Great coffee for the price, although the crema was a little foamy
The Saeco Poemia is one of the company’s entry-level espresso machines. It’s designed to look bright and lively, with a choice of red, black or silver models. All are made from plastic, although the quality is good, so the machine doesn’t look too cheap. However, those looking for better looks and quality, can go for the Gaggia Gran Prestige, which is the same machine (Saeco owns Gaggia) with a metal finish.
Although the Poemia is relatively cheap, we like the way it’s designed and how everything can be neatly stored away. Take off the top cover and you get access to the 1L water container, which you can refill in place or remove using the handle. Next to this is a filter holder, so you can place the ground coffee or ESE espresso pod filter out of the way, depending on which one you’re currently using. There’s also space for the measuring cup. It all means that you don’t have any clutter, with only the group handle needing to be left on display.
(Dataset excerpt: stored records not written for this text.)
Issue #3750, opened 2011-03-14
Partial Indexes [CORE3384]


firebird-issue-importer:
Submitted by: Vladimir Arkhipov (arkinform)

Votes: 4

Example:

CREATE UNIQUE INDEX orders\_number\_idx ON orders \(number\)
    WHERE number is not null

Description from <http://www.postgresql.org/docs/8.0/static/indexes-partial.html>

"A partial index is an index built over a subset of a table; the subset is defined by a conditional expression \(called the predicate of the partial index\)\. The index contains entries for only those table rows that satisfy the predicate\."

"A major motivation for partial indexes is to avoid indexing common values\. Since a query searching for a common value \(one that accounts for more than a few percent of all the table rows\) will not use the index anyway, there is no point in keeping those rows in the index at all\. This reduces the size of the index, which will speed up queries that do use the index\. It will also speed up many table update operations because the index does not need to be updated in all cases\."

Very very useful \!\!\!

justin-fyfe:
+1 if this feature can be done. Not for performance but for unique enforcement. For example, consider the table:

```
CREATE TABLE FOO_TBL (
     ID    UUID NOT NULL,
     USER_ID UUID NOT NULL,
     UNIQUE_VALUE VARCHAR(256) NOT NULL, -- THE UNIQUE VALUE
     START_TS TIMESTAMP NOT NULL, -- THE TIME THE VALUE BECAME ACTIVE
     STOP_TS TIMESTAMP, -- THE TIME THAT THE VALUE WAS NO LONGER ACTIVE
     CONSTRAINT PK_FOO PRIMARY KEY (ID),
     CONSTRAINT FK_FOO_USER FOREIGN KEY (USER_ID) REFERENCES USER_TBL(USER_ID)
);
```

Basically a table which needs to track changes over time of a value (can be anything like an medical record number, etc.) but basically the business requirement is: **value must be unique if it is active**.

In PostgreSQL, Oracle, and even SQLite this is done via:

```
CREATE UNIQUE INDEX FOO_UQ_IDX ON FOO_TBL(UNIQUE_VALUE) WHERE (STOP_TS IS NULL);
```

i.e. Enforce the unique constraint on `UNIQUE_VALUE` if it has not been indicated as no longer valid.

[...]

PR #7257, opened 2022-08-12
Support for partial indices

dyemanov:
As requested in #3750. Also supported by MS SQL, PostgreSQL, SQLite, MongoDB. Brief description can be found in [Wikipedia](https://en.wikipedia.org/wiki/Partial_index).


livius2:
Thank you for implementing this. Next step partial `Foreign Key` like in my comment in https://github.com/FirebirdSQL/firebird/issues/3750 :)

src/burp/backup.epp
```diff
@@ -1617,68 +1617,152 @@ void put_index( burp_rel* relation)
 	// requests--this requires more code but it is well worth it
 	// for the performance benefits, especially remotely--deej
 
-	FOR (REQUEST_HANDLE tdgbl->handles_put_index_req_handle1)
-		X IN RDB$INDICES WITH
-		X.RDB$RELATION_NAME EQ relation->rel_name
+	if (tdgbl->runtimeODS >= DB_VERSION_DDL13_1)
```
asfernandes, line 1620: Diff comparation is not easy here.

Can't we use unique code where non-existent fields are read as NULL?

Or are you preventing problem of new gbak being connected to very old engine that treat non-existent fields as error?

src/burp/restore.epp
```diff
@@ -6616,6 +6649,40 @@ bool get_index(BurpGlobals* tdgbl, const burp_rel* relation)
 		general_on_error ();
 	END_ERROR;
 
+	if (hasConditionSrc || hasConditionBlr)
```
asfernandes, line 6652: Same here. Write to non-existent fields is possible since many versions ago.

asfernandes:
I suppose that if v4 opens an ODS 13.1 database with partial index, it may not work properly, trying to find entries in index without considering its condition, correct?

Do we consider these cases as valid for minor ODS upgrade?

dyemanov:
> I suppose that if v4 opens an ODS 13.1 database with partial index, it may not work properly, trying to find entries in index without considering its condition, correct?
> 
> Do we consider these cases as valid for minor ODS upgrade?

v4 cannot attach an ODS 13.1 database.

src/burp/backup.epp
dyemanov: Yes, this is to please old engine versions.

pavel-zotov:
Following script causes FB crash (checked on 5.0.0.938; problem in line marked as "[ ! ]"):
```
set bail on;
shell del c:\temp\tmp4test.fdb 2>nul;
create database 'localhost:c:\temp\tmp4test.fdb';
show version;
set list on;
set echo on;
recreate table test(
    id int primary key
    ,f01 int
    ,f02 int
);
create index test_f01 on test computed by (f01)
where f01 = 1 --------------------------------- [ ! ]
;
```

dyemanov:
@pavel-zotov Should be fixed now.

pavel-zotov:
@@@ QA issue @@@
Currently this test contains only trivial cases for check.
More complex examples, including test of backup/restore, validation, using of misc datatypes (non-ascii, decfloat and int128), will be added later.

PR #7265, opened 2022-08-16
Make Windows build scripts reuse previous configuration

asfernandes:


hvlad (commented):
Looks ok. While I'm not sure why FB_CONFIG was replaced by FBBUILD_BUILDTYPE and why so long name ? We have all env vars prefixed with  FB_, thus FB_BUILD_TYPE looks better for me.

asfernandes:
We had both and I didn't know why.
As Dmitry cited FBBUILD_BUILDTYPE, I just maintained it.
I have nothing against rename it.

hvlad:
> We had both and I didn't know why. As Dmitry cited FBBUILD_BUILDTYPE, I just maintained it. I have nothing against rename it.

Aha, I found it - FBBUILD_BUILDTYPE was used in run_all.bat only (as all other FBBUILD_XXX vars).
run_all.bat was introduced especially to build installer.

I never use it by myself and not plan to use it. I never need it as developer.

So, please, return back FB_CONFIG to avoid confusion and don't use FBBUILD_BUILDTYPE outside of run_all.bat

reevespaul:
On Tue, 16 Aug 2022 05:15:54 -0700
Adriano dos Santos Fernandes ***@***.***> wrote:

> I see no good reason to use both names.
> Maybe @reevespaul can say something?
> 

I think the fundamental problem is that we have never developed a fully
integrated build environment. Vlad says (quite correctly from his point of
view) that he never uses run_all.bat and never will. That's normal. My
problem was that I needed a way to reliably package the windows builds, so I
wrote run_all.bat, and BuildExecutableInstall.bat (the packaging script) is
tightly integrated with it. Run_all.bat does work with/around the make_*.bat
files but from the start I did not want to touch them. The aim was always to
take the standard, well debugged output from the make_*.bat files and package
it.

Releases have always been done manually by me. But now that software
development everywhere is moving to automated CI/CD pipelines we need to
accept the reality that run_all.bat (or something similar) is the Boss! It
should still be possible to run individual batch files as part of the
code/compile/test/debug process but overall we should accept that one master
script can control the entire process such that fully working release
packages will come out just from executing run_all.bat.

When I reworked the build process recently I tried to centralise as much as
possible around setenvvars.bat. We had never really dealt with the fact that
not only do we need to support different versions of MSVC, we also need to
account for the fact that MS is releasing new minor versions of Visual Studio
every eight weeks or so and major new releases arrive every two or three
years. And we then need to add in the fact the github seems to be quite
prompt to deprecate pipelines based on O/S or compilers that are no longer
supported.

So we have two main objectives - create a build system that is responsive to
a constantly changing external environment while maintaining a usable
development environment. (We could minimise the changes in the external
environment if we had our own dedicated CI/CD pipelines instead of using
github actions/appveyor/whatever but that doesn't help much as we still need
to adapt to the changing environment.)

This means we need to clearly define the layers and not mix them up.
Originally, run_all.bat was written to define its own variables and reset
them each time it is run (in theory, anyway.) The make_*.bat files were
never dependant upon run_all.bat. I don't think that works any more.

I think we need to start from the point of view that there is a master
script, and that the make_*.bat files must also be able to be run
individually. Setenvvars.bat would be the logical place to co-ordinate
between the requirements of the end-to-end build/packaging process and the
development/build process itself.

I'll make time tomorrow to look into this a bit more deeply. When I studied
this a few weeks ago I was worried about some of the environment variable
naming. In the end I decided to do nothing ( I was working on v4.0.2 at the
time). I think the names of environment vars could do with a lot of cleaning
up but at the same time there is a high risk of breaking things. If we are
going to do this the pre-Alpha release is the time to do it.


Paul
-- 

Paul Reeves
http://www.ibphoenix.com
Supporting users of Firebird

asfernandes:
Currently (with this PR) all .bat files can be called individually and with an optional configuration (RELEASE / DEBUG) argument.

When a batch is called for the first time (setenvvars.bat not called before), the default configuration is RELEASE.

If setenvvars.bat was already been called, then the default configuration is the one set before (currently set in FBBUILD_BUILDTYPE).

All scripts can be called intermixed, including the one to build the installer.

```
:: build release
run_all.bat

:: preprocess release
preprocess.bat

:: build debug
run_all.bat DEBUG

:: preprocess debug
preprocess.bat

:: boot build release
make_boot.bat RELEASE

:: make ICU debug
make_icu.bat DEBUG

:: boot build debug
make_boot.bat
```

This seems to me to cover CI and dev/debug workflows.

hvlad:
Just avoid usage of env vars from "installer" scripts at "compile\build" scripts. 
I.e. return back usage of FB_CONFIG at make_XXX that was replaced by FBBUILD_BUILDTYPE

asfernandes:
The installer, after your request to have Debug/Release build in different directories, now uses the configuration to also know the path of the files.

I see no good reason to use two environment variables for same thing, one for the build and another for the installer. It makes no sense.

The installer script now acts as all others scripts, accepting the configuration as parameter, default to RELEASE on first run and default to last used in subsequent calls.

Have a unified handling of this is certainly better than have different procedures for different scripts.

dyemanov (commented):
While I don't like two macros serving the same goal, I think Paul's point about layering/isolation makes sense. If he created a bunch of variables (including FBBUILD_BUILDTYPE) for the "master" script only (mainly intended for the installer) exactly with the purpose to keep make_* scripts independent, then we should use the same approach **in this PR**, i.e. revert back to FB_CONFIG inside the make_* scripts. Then the run_all stuff should be revisited (by Paul or someone else) and maybe better integrated with the build scripts, including macro unification (all macros, not only FBBUILD_BUILDTYPE!). I don't see much value in fixing/improving FBBUILD_BUILDTYPE now and leaving everything else as is.

dyemanov (approved):

PR #7274, opened 2022-08-19
Fixed  #7255: READ COMMITTED READ CONSISTENCY mode is broken in Classic / SuperClassic on Linux

### LINKED ISSUE #7255: READ COMMITTED READ CONSISTENCY mode is broken in Classic / SuperClassic on Linux (the newly created users are not visible to execute statement)
The script below works in 3.0 (all architectures) and in 4+ (Supersever only). But 4+ Classic and Superclassic on Linux fail with the error "Your user name and password are not defined. Ask your database administrator to set up a Firebird login.".
Although it will work fine if we wait 10 seconds before execute block.
```
create user test password 'test';
commit;

set term ^;
create or alter procedure sp_main(a_usr varchar(31), a_pwd varchar(31))
  returns(x int) as
begin
  for
          execute statement
          'select 1 from rdb$database'
          as user a_usr password a_pwd into x
  do
          suspend;
end
^
set term ;^
commit;

grant execute on procedure sp_main to test;
commit;

-- wait 10 seconds and it will work

set term ^;
execute block returns(x int) as
begin
  for execute statement ('select * from sp_main(:u, :p)') ( u := 'test', p := 'test' )
  into x
  do suspend;
end
^
set term ;^
commit;

drop user test;
commit;
```

AlexPeshkoff:
TPC-cache related shared files are always (no matter are there other DBBs using that file or not) deleted by TipCache::finalizeTpc(). That works fine on windows cause 'safe delete' technique is used in class SharedMemory. That is not a problem for SS cause there is always single DBB in it. But in Classic / SuperClassic non-windows it's severe problem breaking FB operation when READ CONSISTENCY is used in READ COMMITTED transactions (default mode for that transactions).

Sample in #7255 with newly created user is bright illustration for the bug.

I've decided to make deletion of shared files on linux safe (unlink only when last descriptor is closed), suppose it will be useful in other places where shared memory is used.

### DIFF
--- a/src/common/isc_sync.cpp
+++ b/src/common/isc_sync.cpp
@@ -286,7 +286,7 @@ typedef GenericMap<Pair<NonPooled<DevNode, Firebird::CountedFd*> > > FdNodes;
 static GlobalPtr<Mutex> fdNodesMutex;
 static GlobalPtr<FdNodes> fdNodes;
 
-FileLock::FileLock(const char* fileName, InitFunction* init)
+FileLock::FileLock(const char* fileName)
 	: level(LCK_NONE), oFile(NULL),
 #ifdef USE_FCNTL
 	  lStart(0),
@@ -313,11 +313,6 @@ FileLock::FileLock(const char* fileName, InitFunction* init)
 		CountedFd** put = fdNodes->put(getNode(fd));
 		fb_assert(put);
 		*put = oFile;
-
-		if (init)
-		{
-			init(fd);
-		}
 	}
 
 	rwcl = getRw();
@@ -1168,14 +1163,14 @@ void SharedMemoryBase::removeMapFile()
 
 	if (!sh_mem_header->isDeleted())
 	{
-#ifndef WIN_NT
-		unlinkFile();
-#else
+#ifdef WIN_NT
 		fb_assert(!sh_mem_unlink);
 		sh_mem_unlink = true;
-#endif // WIN_NT
 
 		sh_mem_header->markAsDeleted();
+#else
+		unlinkFile();
+#endif // WIN_NT
 	}
 }
 
@@ -1200,7 +1195,26 @@ void SharedMemoryBase::unlinkFile()
 	if (hFile != INVALID_HANDLE_VALUE)
 		CloseHandle(hFile);
 #else
-	unlink(expanded_filename);
+	if (sh_mem_unlink_called)
+		return;
+
+	// time to release count of attaches to file
+	FileLockHolder finiLock(initFile);
+
+	if (sh_mem_unlink_called)
+		return;
+
+	if (sh_mem_header->mhb_flags < 2)
+		fatal_exception::raiseFmt("Lost connect to shared memory file %s", expanded_filename);
+
+	sh_mem_header->mhb_flags -= 2;
+	if (sh_mem_header->mhb_flags < 2)
+	{
+		sh_mem_header->markAsDeleted();
+		unlink(expanded_filename);
+	}
+
+	sh_mem_unlink_called = true;
 #endif // WIN_NT
 }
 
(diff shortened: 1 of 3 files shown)


src/jrd/tpc.cpp
```diff
@@ -130,11 +130,11 @@ void TipCache::finalizeTpc(thread_db* tdbb)
...
 	// be called during database shutdown when AST delivery is already disabled
 
-	// wait for all initializing processes (PR)
+	// wait for other processes
 	Lock lock(tdbb, 0, LCK_tpc_init);
 
-	if (!LCK_lock(tdbb, &lock, LCK_SW, LCK_WAIT))
-		ERR_bugcheck_msg("Unable to obtain TPC lock (SW)");
+	if (!LCK_lock(tdbb, &lock, LCK_EX, LCK_WAIT))
+		ERR_bugcheck_msg("Unable to obtain TPC lock (EX)");
```
hvlad, line 138: Are we need serialization here ? Any better ways ?
Same in initializeTpc() few lines below

src/common/isc_sync.cpp
```diff
@@ -1460,7 +1474,12 @@ SharedMemoryBase::SharedMemoryBase(const TEXT* filename, ULONG length, IpcObject
 		}
 	}
 
+	// time to count our attach to file
+	const USHORT UPPER_BOUND = MAX_USHORT - 1;
+	if (sh_mem_header->mhb_flags >= UPPER_BOUND)
+		(Arg::Gds(isc_random) << "Too many connects to single shared memory file").raise();
```
hvlad, line 1480: Taking into account that mhb_flags is USHORT and incremented by 2, I'm not sure this code could prevent overflow.
Last valid value is 65534 or MAX_USHORT - 2, for this value condition `mhb_flags >= UPPER_BOUND` is `false` and at next line we will assign 0 to the mhb_flags. Am I wrong ?

src/jrd/tpc.cpp
AlexPeshkoff: Probably it can be replaced with atomic access to mhb_flags. But before doing that - are we sure such serialization is a problem?

src/common/isc_sync.cpp
AlexPeshkoff: You are wrong. 
MAX_USHORT is 65535 (0xFFFF), not 65536. I.e. MAX_USHORT - 1 is 65534 and I see no problems this place.

hvlad: Yes, indeed.

src/jrd/tpc.cpp
hvlad: I think - yes, it will be a problem when attach\dettach calls rate is high. 
Probably we need some perf testing.

hvlad:
> I've decided to make deletion of shared files on linux safe (unlink only when last descriptor is closed), suppose it will be useful in other places where shared memory is used.

BTW, what about processes that was terminated forcibly, without releasing own mappings ?

AlexPeshkoff:
On 8/19/22 20:17, Vlad Khorsun wrote:
>
>     I've decided to make deletion of shared files on linux safe
>     (unlink only when last descriptor is closed), suppose it will be
>     useful in other places where shared memory is used.
>
> BTW, what about processes that was terminated forcibly, without 
> releasing own mappings ?
>

For SS/SC nothing can be done - single process died. For CS current code 
can't help - though in theory something can be done.

Such support is present in Mapping.cpp. There is process'es table, and 
everyone scanning it (sush scan is done also when it's probably time to 
remove file) checks - is another process in a table alive? If not that 
process is deleted from the table, file is unmapped when last process is 
removed from the table. In theory we can have something like this in SM 
header in FB5. But we need a solution for variable size table.

dyemanov:
Out of curiosity, is there any reason why we cannot use reference counting inside the TPC cache like it's done for all other shmem objects?

PR #8657, opened 2025-07-22
Switch to C++20

asfernandes:


TreeHunter9:
The only thing I can suggest prohibiting in C++20: modules :)

dyemanov (approved):

asfernandes:
> The only thing I can suggest prohibiting in C++20: modules :)

With current state of tooling, I agree.

PR #8664, opened 2025-07-23
Re-add indexes for object name without schema name, removing their uniqueness

asfernandes:


dyemanov:
I suggest to defer this PR until we resolve the known performance regressions in the existing code. Otherwise, new indices may hide these issues (allowing better plans than now), but strike back later when the new "backward compatibility" indices are removed.

asfernandes:
Do we still have these performance problems?

dyemanov:
> Do we still have these performance problems?

AFAIK no, but I will double-check the old cases and report back.

dyemanov:
I've double-checked all regression cases reported by Pavel after schemas were merged and found that all of them are currently fixed. We seem to still have performance issues, as reported [here](http://firebirdtest.com/oltp-emul-fb/), but I don't think they're related to system query plans and should be researched separately.

PR #8666, opened 2025-07-23
Fixed crash after calling incorrectly parametrized request

Ev3nt:
Init table:
```
CREATE TABLE dept (id NUMERIC(2), name VARCHAR(14), location VARCHAR(13));
```

If we execute procedure with incorrectrly paramerized request, we have an error (as expected):
```
EXECUTE BLOCK 
AS 
     DECLARE sql_stmt    VARCHAR(200);
     DECLARE dept_id     NUMERIC(2) = 50;
     DECLARE dept_name   TYPE OF COLUMN dept.name  = 'PERSONNEL';
     DECLARE location    TYPE OF COLUMN dept.location default 'DALLAS';
BEGIN
    sql_stmt = 'INSERT INTO dept VALUES (:A, :B, :C)';
    EXECUTE STATEMENT (:sql_stmt) (:dept_id, :dept_name, :location);
END;
```

> Statement failed, SQLSTATE = 42S22
> Dynamic SQL Error
> -SQL error code = -206
> -Column unknown
> -A
> -At line 1, column 26
> -At block line: 9, col: 5

But when we make it correctly and try incorrectly request again, we have a crash. Correctly request:
```
EXECUTE BLOCK 
AS 
     DECLARE sql_stmt    VARCHAR(200);
     DECLARE dept_id     NUMERIC(2) = 50;
     DECLARE dept_name   TYPE OF COLUMN dept.name  = 'PERSONNEL';
     DECLARE location    TYPE OF COLUMN dept.location default 'DALLAS';
BEGIN
    sql_stmt = 'INSERT INTO dept VALUES (:A, :B, :C)';
    EXECUTE STATEMENT (:sql_stmt) (A := :dept_id, B :=  :dept_name, C :=  :location);
END;
```

I added 2 conditions to check if names is not a nullptr.
Now it throws an exception:

> Statement failed, SQLSTATE = 42000
> Input parameter 'A' have no value set
> -At block line: 9, col: 5

PR #8670, opened 2025-07-24
Fixed crash after calling incorrectly parametrized request

Ev3nt:
Same as: https://github.com/FirebirdSQL/firebird/pull/8666


hvlad:
I've already ported #8666 into v4 and v6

Everything is tucked away neatly in the back of the machine, so there’s no clutter
Using the machine is easy. All you have to do is turn it on using the switch at the back and the machine heats up the single boiler to the right temperature, turning on an indicator light when it’s ready. While it’s doing that you can place cups on the mug holder at the front to warm them.
We made our espresso shots using ground coffee poured into the group handle. The manual doesn’t say that the coffee needs to be tamped; however, using the flat bottom of the measuring spoon to flatten the coffee into the filter is a good idea and gave us better results.
Next you need to clip the group handle into position. It’s a strange design, with the handle mounted on a slight spring. When you let go of it, the handle moves to the left slightly. It makes it harder to line up the spouts if you want to fill two cups.
There’s only 75mm of clearance underneath the group handle, so our test mug wouldn’t fit. You may need to buy some smaller mugs or espresso cups, decanting into a larger cup if you want to make a longer drink, such as an Americano.
With everything in place, you just need to turn the dial on the front to the left and pump kicks in. The group handle has a pressurised filter in it, designed to make extra creamy crema. Indeed, our espresso glasses finished up with very thick crema on top.
The pressurised group handle gives you thick crema, but it’s a little foamy
On a first glance, the cream looks pretty good, but closer inspection shows a couple of minor problems with it. First, the colour’s not quite right and the foam isn’t quite as dark as we’d ideally like. Secondly, it’s very frothy and lacks the smooth, oily appearance we’d expect from an espresso shot.